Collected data

================

Issue #649, opened 2020-03-31
Conflict of CPack in PATH


dragon-archer:
**Describe the bug**
There are two `cpack.exe` in PATH
1. The alias of `choco pack` for Chocolatey
2. The pack module of the CMake suite

The first one (placed in `%ChocolateyInstall%\bin\`) is in front of the second one (placed in CMake  installtion dir), so when use `cpack` in cmd, it will call the first one.
But actually, the first one is just an alias, while the second one is an important program, and the second one is more important the the first one. 

**Area for Triage**: 
Packages

**Question, Bug, or Feature?**: 
Bug

**Virtual environments affected**
- [ ] macOS 10.15
- [ ] Ubuntu 16.04 LTS
- [ ] Ubuntu 18.04 LTS
- [x] Windows Server 2016 R2
- [x] Windows Server 2019

**Expected behavior**
The cpack in CMake suite is in front of the  alias in PATH, and `cpack` command will call the second one above.

**Actual behavior**
The `cpack` command call the alias

**Solution**
There are two ways to solve this problem
1. Remove the alias (can be done with `del /F /Q %ChocolateyInstall%\bin\cpack.exe`)
2. Change the PATH order, put the Chocolatey behind CMake

xnorpx:
this one is really annoying please fix

al-cheb:
Hello, @dragon-archer 
The default cmake has been set to - `C:\Program Files\CMake\bin\cpack.exe`

![cpack](https://user-images.githubusercontent.com/47745270/80343430-86594980-886e-11ea-9569-edf2d17d40b7.JPG)

Feel free to open the thread if you have any concerns.

antonioborondo:
The same problem is happening again.

PR #651, opened 2020-04-01
Remove choco alias cpack.exe that conflicts with CMake cpack

al-cheb:
# Description

There are two cpack.exe in PATH
1. The alias of choco pack for Chocolatey
2. The pack module of the CMake suite

The first one (placed in `%ChocolateyInstall%\bin\`) is in front of the second one (`%ProgramFiles%\CMake\bin\`), so when use cpack, it will call the `%ChocolateyInstall%\bin\cpack.exe` . But actually, the `%ChocolateyInstall%\bin\cpack.exe` is just an alias, while `%ProgramFiles%\CMake\bin\cpack.exe` is an important program, and the second one is more important the the first one.

https://github.com/chocolatey/choco/commit/e9dcb0cc12d49791511e8456b6e94438b81c369c
```
NOTE: `cpack` has been deprecated as it has a name collision with CMake. Please 
 use `choco pack` instead. The shortcut will be removed in v1.
```

#### Related issue:
https://github.com/actions/virtual-environments/issues/649
https://github.com/chocolatey/choco/issues/89
## Check list

### DIFF
--- a/images/win/scripts/Installers/Windows2016/Initialize-VM.ps1
+++ b/images/win/scripts/Installers/Windows2016/Initialize-VM.ps1
@@ -104,6 +104,10 @@ Invoke-Expression ((new-object net.webclient).DownloadString('https://chocolatey
 # Turn off confirmation
 choco feature enable -n allowGlobalConfirmation
 
+# https://github.com/chocolatey/choco/issues/89
+# Remove some of the command aliases, like `cpack` #89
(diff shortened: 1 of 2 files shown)


gep13:
>@sergey-akhalkov said...
Should we worry about regression?

It is possible that some folks might be using `cpack` in some of their builds, so this might cause a problem.  Most of the documentation in our Chocolatey docs suggests that folks should use `choco pack` when building, so we are encouraging folks to do this, but there are likely some that still do it.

================

* Exercise: Your answer should be one number: how many lines above include the word "first".

* Task solution: 3